We finally have someone who understands.


----------



## pramudit (Aug 10, 2012)

so he should distribute his movies for free to all... why pay 500 or some hefty amount to watch movie in cinema...


----------



## rider (Aug 10, 2012)

*Re: &quot;Piracy made me popular&quot;, Anurag Kashyap*



pramudit said:


> so he should distribute his movies for free to all... why pay 500 or some hefty amount to watch movie in cinema...



No, now he is already popular. 

Actually, things like youtube are now available so that people get to know about other's skills.


----------



## rhitwick (Aug 10, 2012)

I can say only one thing in his support, if there were no TPB, I would not have ever watched all those korean movies. Piracy sure creates awareness. 

And, I've always wondered why Microsoft never encrypts their OS CD/DVDs as some game companies do? Is it because they can't or they don't want to.


----------



## clmlbx (Aug 10, 2012)

somewhat I support him.. If not piracy I would have never watched so many hollywood movies... still only few hollywood movies reaches my city..  even I got no company to go with,,


----------



## rider (Aug 10, 2012)

rhitwick said:


> I can say only one thing in his support, if there were no TPB, I would not have ever watched all those korean movies. Piracy sure creates awareness.
> 
> And, I've always wondered why Microsoft never encrypts their OS CD/DVDs as some game companies do? Is it because they can't or they don't want to.



I never watched any korean film. Suggest me some


----------



## sygeek (Aug 11, 2012)

rhitwick said:


> And, I've always wondered why Microsoft never encrypts their OS CD/DVDs as some game companies do? Is it because they can't or they don't want to.


It's pretty obvious, isn't it? Have you ever seen someone who is not using a pirated copy of windows (in real life)?


----------



## abhinavmail1 (Aug 11, 2012)

Yeah, u guyz r right piracy creates awearness.


----------



## Rockstar11 (Aug 11, 2012)

clmlbx said:


> somewhat I support him.. If not piracy I would have never watched so many hollywood movies... still only few hollywood movies reaches my city..  even I got no company to go with,,



true


----------



## Flash (Aug 11, 2012)

Piracy affects the business.

When in control, it's a business tactic to wild-fire your contents.
When not, it will turn you bankrupt.


----------



## Tech&ME (Aug 14, 2012)

rhitwick said:


> I can say only one thing in his support, if there were no TPB, I would not have ever watched all those korean movies. *Piracy sure creates awareness*.
> 
> And, I've always wondered why *Microsoft never encrypts their OS CD/DVDs* as some game companies do?
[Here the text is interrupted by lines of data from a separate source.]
PR #3470, opened 2023-11-13
Python: Make SK compatible with OpenAI 1.0

alexchaomander:
Need to update SK Python to integrate the breaking changes from openai-python 1.0

https://github.com/microsoft/semantic-kernel/issues/3330

This PR replaces the old one that was merging to main https://github.com/microsoft/semantic-kernel/pull/3417


python/semantic_kernel/connectors/ai/open_ai/services/open_ai_chat_completion.py
```diff
@@ -3,7 +3,7 @@
 from logging import Logger
 from typing import TYPE_CHECKING, Any, Dict, List, Optional, Tuple, Union
 
-import openai
+from openai import AsyncOpenAI
```
moonbox3, line 6: I see that we used to directly import the `openai` module and now that is not being done. In the unit tests, an AttributeError is raised because the attribute `openai` cannot be found in the target module.

I see: AttributeError: <module 'semantic_kernel.connectors.ai.open_ai.services.open_ai_chat_completion' from '/home/runner/work/semantic-kernel/semantic-kernel/python/semantic_kernel/connectors/ai/open_ai/services/open_ai_chat_completion.py'> does not have the attribute 'openai'

python/semantic_kernel/connectors/ai/open_ai/services/open_ai_config_base.py
```diff
@@ -0,0 +1,52 @@
...
+from semantic_kernel.connectors.ai.open_ai.services.open_ai_handler import (
+    OpenAIHandler,
+)
+from semantic_kernel.connectors.ai.open_ai.services.open_ai_model_types import (
+    OpenAIModelTypes,
+)
+
+
+class OpenAIConfigBase(OpenAIHandler):
+    def __init__(
```
moonbox3, line 17: This code looks good. Is it necessary to have any further error handling here? e.g., an invalid API key is provided, or an invalid model is provided?

python/semantic_kernel/connectors/ai/open_ai/services/open_ai_chat_completion.py
eavanvalkenburg: Indeed tests still need to be fixed

python/semantic_kernel/connectors/ai/open_ai/services/open_ai_config_base.py
eavanvalkenburg: I think those are runtime checks, since you might have proxies in between that do different key formats etc, or like AzureOpenAI that can use AAD auth instead of a key. Instantiating a class is unlikely to do a actual check since that would be a async call and that shouldn't happen in a init. We could decide to do some checks with pydantic, similar to what happens in the AIServiceClientBase, where the model_id is at least 1 character.

python/semantic_kernel/connectors/ai/open_ai/services/open_ai_chat_completion.py
rewrlution: @moonbox3 and @eavanvalkenburg , yes, we will need to change the mock target from `openi` to `AsyncOpenAI` and update the way it is mocked.

Here's an example:
https://github.com/microsoft/semantic-kernel/pull/3486

python/semantic_kernel/connectors/ai/open_ai/services/azure_chat_completion.py
```diff
@@ -2,67 +2,91 @@
...
 
     def __init__(
         self,
         deployment_name: str,
-        endpoint: Optional[str] = None,
+        endpoint: str,
+        api_version: str = "2022-12-01",
         api_key: Optional[str] = None,
-        api_version: str = "2023-03-15-preview",
+        ad_token: Optional[str] = None,
```
moonbox3, line 34: Should this be updated to reflect that it's now called "Microsoft Entra" and not "AAD?" Similar for the comment below.

PR #3474, opened 2023-11-13
.Net: Add IPlugin and overhaul to use it

stephentoub:
Fair warning, this is a massive breaking change (the first of a few to address key concerns about the shape of the solution).

- There is now a first-class concept of a plugin, represented as an ISKPlugin. Plugins and functions now have a many-to-many relationship. ISKFunctions aren't inherently tied to a particular plugin; rather, plugins can contain any number of functions, and a given function can be any in any number of plugins: a plugin is effectively just a named collection of functions. As a result of this, ISKFunction no longer has a PluginName property, and a plugin name is no longer required to construct one. A concrete SKPlugin : ISKPlugin is introduced to make it easy to create plugins that group any set of ISKFunctions.
- SKPluginCollection, which implements ISKPluginCollection, which inherits IReadOnlySKPluginCollection, provides a collection of those IPlugin instances.
- IKernel.Functions becomes IKernel.Plugins. Functions was an IReadOnlyFunctionCollection, but the read-onlyness was a lie as Register functions on the kernel would mutate that collection. Plugins is an IPluginCollection (not read-only), such that new plugins can just be added directly with Add.
- A variety of extensions are provided as helpers on plugins and plugin collections.
- The concept of a global function collection is removed. If you try to find a function without a plugin name, a helper will search all plugins for the first with the specified name. (We can choose to remove this behavior if we don't like it.)
- The ability to create functions and plugins, add functions to plugins, and import plugins into the kernel is now standardized.  A static method provides the Create behavior that's not dependent on a kernel.  Then extensions on Plugin support AddFunction'ing those to simplify the combination of Add+Create. Extensions on kernel support Create'ing functions and plugins as well as importing plugins.


dotnet/src/SemanticKernel.Core/Functions/SKPlugin.cs
```diff
@@ -0,0 +1,119 @@
...
+    }
+
+    /// <inheritdoc/>
+    public string Name { get; }
+
+    /// <inheritdoc/>
+    public string Description { get; }
+
+    /// <summary>Gets the number of functions in this plugin.</summary>
+    public int FunctionCount { get; }
```
SergeyMenshykh, line 65: It seems the property was forgotten :) - `public int FunctionCount => this._functions.Count; ` ?

dotnet/src/SemanticKernel.Core/Functions/SKFunctionFromMethod.cs
```diff
@@ -22,65 +22,75 @@
...
 namespace Microsoft.SemanticKernel;
-#pragma warning restore IDE0130
 
 /// <summary>
-/// <see cref="ISKFunction"/> implementation backed by a delegate.
+/// Provides factory methods for creating <see cref="ISKFunction"/> instances backed by a .NET method.
 /// </summary>
 [DebuggerDisplay("{DebuggerDisplay,nq}")]
-internal sealed class NativeFunction : ISKFunction
+public sealed class KernelFunctionFromMethod : ISKFunction
```
SergeyMenshykh, line 32: Is this the final name?

dotnet/src/SemanticKernel.Core/Functions/SKPlugin.cs
stephentoub: Oops! Thanks.

dotnet/src/SemanticKernel.Core/Functions/SKFunctionFromMethod.cs
stephentoub: @matthewbolanos, @markwallace-microsoft, what would you like to do here?  This is what we'd discussed, but then Mark suggested we instead consolidate down to having a single factory class per assembly, e.g. `SKFunction.CreateFunctionFromMethod`.  What would you prefer?

markwallace-microsoft: We want to minimise the dependencies of SK.Core i.e. it shouldn't know anything about any YAML packages. 

So we would have:

**SK.Core**
```csharp
SKFunction.CreateFromPrompt(string prompt)
SKFunction.CreateFromPrompt(string prompt, PromptTemplateConfig promptTemplateConfig) // Support for current format
SKFunction.CreateFromPrompt(PromptModel promptModel)
SKFunction.CreateFromPromptJson(string json) // Deserialises json to an instance of PromptModel
SKFunction.CreateFromPromptJsonResource(string resourceName)
```

**SK.Functions.Yaml**
```csharp
SKFunctionYaml.CreateFromPromptYaml(string yaml) // Deserialises yaml to an instance of PromptModel
SKFunctionYaml.CreateFromPromptYamlResource(string resourceName)
```

**SK.Functions.Markdown**
```csharp
SKFunctionMarkdown.CreateFromPromptMarkdown(string markdown) // Creates PromptModel from code blocks in markdown
SKFunctionMarkdown.CreateFromPromptMarkdownResource(string resourceName)
```

If someone wants to support a new serialised format which could be json or xml they would do

**Contoso.Functions.Foo**
```csharp
SKFunctionFoo.CreateFromPromptFooJson(string json) // Deserialises custom json to an instance of PromptModel
SKFunctionFoo.CreateFromPromptFooXml(string xml) // Deserialises custom xml to an instance of PromptModel
```

markwallace-microsoft (approved):
We need to finalise naming but this can be done later

dotnet/src/SemanticKernel.Core/Functions/SKFunctionFromMethod.cs
markwallace-microsoft: Added this to our chat and OK to merge and rename if needed later

SergeyMenshykh (approved):
Approving this PR to proceed with the next one - https://github.com/microsoft/semantic-kernel/pull/3489 All outstanding issues in the PR, if found, can be addressed in a separate PRs against the V1.0 branch.

Issue #3471, opened 2023-11-13
Python: Prompt Template Loading not loading template due to unknown character on Windows.


LukasDauterman:
**Describe the bug**

I have several prompt templates with very noisy natural language in them, and semantic kernel fails to load the template. 

I give me an error saying " UnicodeDecodeError: 'charmap' codec can't decode byte 0x81 in position 21425: character maps to <undefined>"

The trace points to line 793 in kernel.py:

`            
            # Load Prompt Template

            with open(prompt_path, "r") as prompt_file:

                template = PromptTemplate(

                    prompt_file.read(), self.prompt_template_engine, config

                )
`

This looks like its caused by reading the prompt file using the default windows charact mapping functionality. 

**My Fix**
I can resolve the issue by modifying the open statements in kernel.py on lines 792 and 788 by adding a  encoding='utf-8' argument, and it runs as expected.

**To Reproduce**

1. Create a template with utf-8 characters that are not in default windows open file parser character mapping.

2. Try and load it using import_semantic_skill_from_directory.

**Expected behavior**

I expect the template to load given a potentially wide range of input characters.

**Screenshots**
![image](https://github.com/microsoft/semantic-kernel/assets/3969402/52ec9659-2291-4029-9106-33db126f03c5)

**Platform**
 - OS: Windows 11
 - IDE: Visual studio Code
 - Language: Python
 - Source: pip package

**Additional context**

matthewbolanos:
Thank you for identifying the problem and the proposed fix. Would you be able to add your fix as a PR so that we can get it merged in?

LukasDauterman:
Yes I can, let me work on getting it in.

alliscode:
Closing issue as it's no longer relevant.

afrancoc2000:
This is also happening to me loading a plugin, the change in this case is in ln 334 of kernel_plugin.py, it's also fixed by setting the encoding to utf-8. @matthewbolanos I can add the fix, should I also create a PR?

sakesun:
This problem still exists

sakesun:
On Windows, set environment variable "PYTHONUTF8" = "1" to workaround this problem.

PR #3477, opened 2023-11-13
Python: Windows Text Parsing of Prompt Templates kernel.py

LukasDauterman:
fixing issue with reading

### Motivation and Context

  By default on windows, the character mapping for reading the prompt templates does not cover a wide range of characters, causing parsing failures when trying to read templates on windows when characters that utf-8 encodings handle.

By stetting it so that the encoding is set to utf-8 it makes it so that by default the package can read a larger set of characters without throwing an error.

Allows for a wide range of templates and kinds of text are in the template without throwing an error when using semantic kernel python on windows.

Usage of Semantic Kernel on windows machines that covers a large number of potential characters in the template. Especially important for few-shot examples when the input text is natural language. 

https://github.com/microsoft/semantic-kernel/issues/3471

### Description

Change the opening of the template and config file to by default use utf-8 encoding by default 

### Contribution Checklist

- [Yes] The code builds clean without any errors or warnings
- [ Small change, I can't share internal examples, but can find something simple examples if needed.] The PR follows the [SK Contribution Guidelines](https://github.com/microsoft/semantic-kernel/blob/main/CONTRIBUTING.md) and the [pre-submission formatting script](https://github.com/microsoft/semantic-kernel/blob/main/CONTRIBUTING.md#development-scripts) raises no violations
- [Yes ] All unit tests pass, and I have added new tests where possible
- [Should not have broken anyone] I didn't break anyone :smile:

If you need me to make changes or revisions let me know.

### DIFF
--- a/python/semantic_kernel/kernel.py
+++ b/python/semantic_kernel/kernel.py
@@ -863,11 +863,11 @@ class Kernel:
 
             config = PromptTemplateConfig()
             config_path = os.path.join(directory, CONFIG_FILE)
-            with open(config_path, "r") as config_file:
+            with open(config_path, "r", encoding='utf-8') as config_file:
                 config = config.from_json(config_file.read())
 
             # Load Prompt Template
-            with open(prompt_path, "r") as prompt_file:
+            with open(prompt_path, "r", encoding='utf-8') as prompt_file:
                 template = PromptTemplate(
                     prompt_file.read(), self.prompt_template_engine, config
                 )


moonbox3:
Other locales may also require a different encoding config. For example, see the following PR: #4409. We should figure out how the encoding can be specified once in some type of config, and then made available for use throughout the project.

moonbox3:
Hi @LukasDauterman, thank you for your contribution. Is this work still required? Per my previous comment, there looks to be something related in #4409. If this work is still required, please re-open the PR. Thank you.

PR #3489, opened 2023-11-14
.Net: Kernel as a state/property bag

SergeyMenshykh:
This PR is the first in a series of follow-up PRs aimed at making the SK Kernel a central component of the SK API
1. The IKernel interface is now obsolete and no longer used by the Kernel class to avoid breaking changes when adding new members. This makes it easier to extend Kernel without breaking classes that inherit from it.
2. The RunAsync method has been changed from an instance method to an extension method, as the primary purpose of the Kernel is no longer to execute functions. Now, RunAsync is just one of several operations, modeled as extension methods, that can be performed on the Kernel.


dotnet/src/Connectors/Connectors.AI.OpenAI/OpenAIKernelBuilderExtensions.cs
```diff
@@ -26,7 +26,7 @@ namespace Microsoft.SemanticKernel;
 /// <summary>
 /// Provides extension methods for the <see cref="KernelBuilder"/> class to configure OpenAI and AzureOpenAI connectors.
 /// </summary>
-public static class OpenAIKernelBuilderExtensions
+public static class OpenAKernelBuilderExtensions
```
markwallace-microsoft, line 29: I don't think you meant to make this change

dotnet/src/Connectors/Connectors.AI.OpenAI/OpenAIKernelExtensions.cs
```diff
@@ -5,14 +5,14 @@
...
+// ReSharper disable once CheckNamespace - Using the namespace of Kernel
 namespace Microsoft.SemanticKernel;
 #pragma warning restore IDE0130
 
 /// <summary>
-/// Class for extension methods for <see cref="IKernel"/> using OpenAI request settings.
+/// Class for extension methods for <see cref="Kernel"/> using OpenAI request settings.
 /// </summary>
-public static class OpenAIKernelExtensions
+public static class OpenAKernelExtensions
```
markwallace-microsoft, line 15: Same here

markwallace-microsoft (commented):
Couple of search and replace issues

dotnet/src/Connectors/Connectors.AI.OpenAI/OpenAIKernelBuilderExtensions.cs
SergeyMenshykh: Yep, right, it was not intentional change. Thanks.

dotnet/src/Planners/Planners.Core.UnitTests/Action/ActionPlannerTests.cs
```diff
@@ -158,37 +165,39 @@ public async Task ListOfFunctionsExcludesExcludedFunctionsAsync()
...
     {
-        plugins ??= new SKPluginCollection();
-        var functionRunner = new Mock<IFunctionRunner>();
-        var serviceProvider = new Mock<IAIServiceProvider>();
-        var serviceSelector = new Mock<IAIServiceSelector>();
-        var kernel = new Mock<IKernel>();
+        if (plugins is null)
+        {
+            plugins = new SKPluginCollection();
+        }
```
stephentoub, line 173: This can just be:
```C#
plugin ??= new SKPluginCollection();
```

dotnet/src/Planners/Planners.Core.UnitTests/Sequential/SequentialPlanParserTests.cs
```diff
@@ -358,4 +346,34 @@ public void CanCreatePlanWithIgnoredNodes(string goalText, string planText)
         Assert.Equal("MockPlugin", plan.Steps[1].PluginName);
         Assert.Equal("Echo", plan.Steps[1].Name);
     }
+
+    private Kernel CreateKernel(string testPlanString, SKPluginCollection? plugins = null)
+    {
+        if (plugins is null)
+        {
+            plugins = new SKPluginCollection();
+        }
```
stephentoub, line 355:
```suggestion
        plugins ??= new SKPluginCollection();
```

dotnet/src/Planners/Planners.Core.UnitTests/Sequential/SequentialPlannerTests.cs
```diff
@@ -21,174 +19,122 @@ public sealed class SequentialPlannerTests
...
-    // Method to create Mock<IKernel> objects
-    private static Mock<IKernel> CreateMockKernel()
+    private Kernel CreateKernel(string testPlanString, SKPluginCollection? plugins = null)
     {
-        var kernel = new Mock<IKernel>();
-        kernel.Setup(x => x.LoggerFactory).Returns(NullLoggerFactory.Instance);
+        if (plugins is null)
+        {
+            plugins = new SKPluginCollection();
+        }
```
stephentoub, line 96:
```suggestion
        plugins ??= new SKPluginCollection();
```

dotnet/src/SemanticKernel.Abstractions/IKernel.cs
```diff
@@ -44,18 +43,6 @@ public interface IKernel
     [Obsolete("This will be removed in a future release. Use RegisterPlugin instead.")]
     ISKFunction RegisterCustomFunction(ISKFunction customFunction);
```
stephentoub, line 44: I thought I deleted this.  Given all the breaking changes we're making, probably makes sense to delete all the Obsolete stuff that's in the repo. @markwallace-microsoft? That can obviously be a separate PR.

dotnet/src/SemanticKernel.Core/Kernel.cs
```diff
@@ -87,6 +93,7 @@ public sealed class Kernel : IKernel, IDisposable
     /// <param name="httpHandlerFactory">HTTP handler factory</param>
     /// <param name="loggerFactory">The <see cref="ILoggerFactory"/> to use for logging. If null, no logging will be performed.</param>
     /// <param name="serviceSelector">AI Service selector</param>
+    [Obsolete("This constructor is obsolete and will be removed in one of the next version of SK. Please use one of the available overload.")]
```
stephentoub, line 96: Related to my previous comment, should we instead just delete these?

dotnet/src/SemanticKernel.Core/Kernel.cs
```diff
@@ -107,70 +114,53 @@ public sealed class Kernel : IKernel, IDisposable
...
+        ILoggerFactory? loggerFactory = null)
     {
-        Verify.NotNull(customFunction);
-
-        this.Plugins.Add(new SKPlugin($"plugin{Guid.NewGuid():N}", new[] { customFunction }));
+        this.LoggerFactory = loggerFactory ?? NullLoggerFactory.Instance;
+        this.HttpHandlerFactory = httpHandlerFactory ?? NullHttpHandlerFactory.Instance;
+        this._aiServiceProvider = aiServiceProvider;
+        this.Plugins = plugins ?? new SKPluginCollection();
+        this._aiServiceSelector = serviceSelector ?? new OrderedIAIServiceSelector();
```
stephentoub, line 136: We could make these cheaper by creating them lazily; that way they won't be instantiated unless used.  But if we expect not using them to be rare, it's fine and simpler to create them here in the ctor.

stephentoub (approved):

dotnet/src/SemanticKernel.Abstractions/IKernel.cs
markwallace-microsoft: Agreed, let's clean out obsolete stuff as we go

markwallace-microsoft (approved):

dotnet/src/Planners/Planners.Core.UnitTests/Action/ActionPlannerTests.cs
SergeyMenshykh: Yep, fixed.

dotnet/src/SemanticKernel.Core/Kernel.cs
SergeyMenshykh: A good idea that I would suggest deferring for a later stage after we have completed cloning.

Issue #75, opened 2014-11-14
entering S3 name in create account that is 33 characters long cuts off last character


JaguarSecurity:

monkeysecurity:
Fixed in #161

PR #161, opened 2015-07-06
Increase the length of s3_name in account

bunjiboys:
This should fix https://github.com/Netflix/security_monkey/issues/75


monkeysecurity:
The web UI also enforces a 32 character limit.  In the following file, the two tooltips and the maxlength attribute on the input element should be updated to 64.
security_monkey/dart/lib/component/account_view_component/account_view_component.html

          <div class="form-group">
            <label for="S3Name" class="col-sm-2 control-label" tooltip-placement="right" tooltip="The S3 Name is the way AWS presents the account in an ACL policy.  This is often times the first part of the email address that was used to create the Amazon account.  (myaccount@example.com may be represented as myaccount). If you see S3 issues appear for unknown cross account access, you may need to update the S3 Name. (Up to 32 characters).">
                S3 Name
            </label>
            <div class="col-sm-10">
              <input type="text" class="form-control" id="S3Name" placeholder="S3 Name" ng-model="account.s3_name" maxlength="32"
              tooltip-placement="left" tooltip="The S3 Name is the way AWS presents the account in an ACL policy.  This is often times the first part of the email address that was used to create the Amazon account.  (myaccount@example.com may be represented as myaccount). If you see S3 issues appear for unknown cross account access, you may need to update the S3 Name.  (Up to 32 characters).">
            </div>
          </div>

Specifically:
``` (Up to 32 characters).">``` and ```maxlength="32"```

bunjiboys:
WebUI code updated as well

Issue #163, opened 2015-07-07
/api/1/distinct doesn't work if account name has "+"


Qmando:
If an account (or possibly tech/names/region) has a "+" in it, it will not be properly URL encoded. This causes it to be parsed as a space by Flask. When doing query filtering, such as distinct.py#L99, this will remove all results and nothing will be returned.

This bug probably exists in other places where object names are passed via query string.

Example URL:
GET /api/1/distinct/tech?select2=True&regions=&technologies=&accounts=my+account&names=&page=1&count=25&searchconfig=&_=1436304521945

PR #164, opened 2015-07-07
Added url encoding to distinct callout in search_bar_component

Qmando:
Fixes issue #163 

Tested with an account name with a "+" in it. This encodes that as %2B.


monkeysecurity:
testing now

PR #165, opened 2015-07-08
Add S3 logging configuration

echiu64:
So we can potentially write rules against it


monkeysecurity:
Just noticed this. Testing now.

monkeysecurity:
This is awesome.  Thanks @echiu64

Is it because they can't or they don't want to.



Ya I agree, piracy gave Microsoft the kind of awareness that was required to make their product popular. But on the other side, Windows 3.1 and 3.11 never had SERIAL KEY or PRODUCT KEYS, and it was anyway popular at that time because choice was very less. PRODUCT KEYS are leaked by MS employees to make the product popular so that they can keep developing the product......

Mac OS came pre-installed with their Macintosh line of Computers and were costly, no question of piracy !!





clmlbx said:


> somewhat I support him.. *If not piracy I would have never watched so many hollywood movies*... still only few hollywood movies reaches my city..  even I got no company to go with,,



Ya TPB made me a hollywood freak.


----------



## thetechfreak (Aug 14, 2012)

But it would be wrong to say piracy is the only reason he is famous.


----------



## Nipun (Aug 14, 2012)

Who is Anurag Kashyap?


----------



## aaruni (Aug 14, 2012)

@Nipun: try pirating his stuff, then you will know!


----------



## funskar (Aug 15, 2012)

Nipun said:


> Who is Anurag Kashyap?



Search  on google .. Baap ka dada ka sabka badla lega re tera phaijjal
U will cum to know who is he ?
*i.imgur.com/K2Wfa.jpg


----------



## digitaltab (Aug 15, 2012)

whatever, i am against piracy, 
and those cds / dvds published by moser baer are even cheaper than 100 bucks, and people can't justify piracy by saying that piracy creates awareness, hell they may watch international videos/ movies but that doesn't mean that they should apply it on those products which are available here...
anurag kashyap i believe has become famous not because of piracy but the solid subjects of his movies he delivers as a director and a story writer...  if he blames piracy for it then why his "girl in yellow boots" (49 inr is the price of genuine vcd published by moser baer) didn't become a hit??? (Review – That Girl In Yellow Boots | Box Office India : India    Udaan (2010 film) - Wikipedia, the free encyclopedia) and why it was never seen in cinema halls like his other movies??   
the reason i believe is the subject, of the film but not piracy...
over & out.


----------



## gopi_vbboy (Aug 16, 2012)

Devd was awsome movie.Really songs are addictive.


----------



## Vyom (Aug 16, 2012)

Well, IMO, piracy may have been a medium through which he got popular but I don't think he means "all his movies should be pirated now" 

Anyway, I love how TOI have not translated the hindi quotes!


----------



## Anorion (Aug 17, 2012)

best thing is all the arguments in the world against piracy dont stand a chance in this case, he is totally right

Paanch. he is talking about Paanch. the movies he did make that didnt get released at all are some what marginally slightly better off (and _very_ illegally) pirated
some movies get thrown out by the censors, they survive in various networks... and Black Friday, urf professor are other egs

torrent has a lot of potential as a legit platform, as against hosted downloads on filesharing sites, maybe sometime publishers will get comfortable with it


----------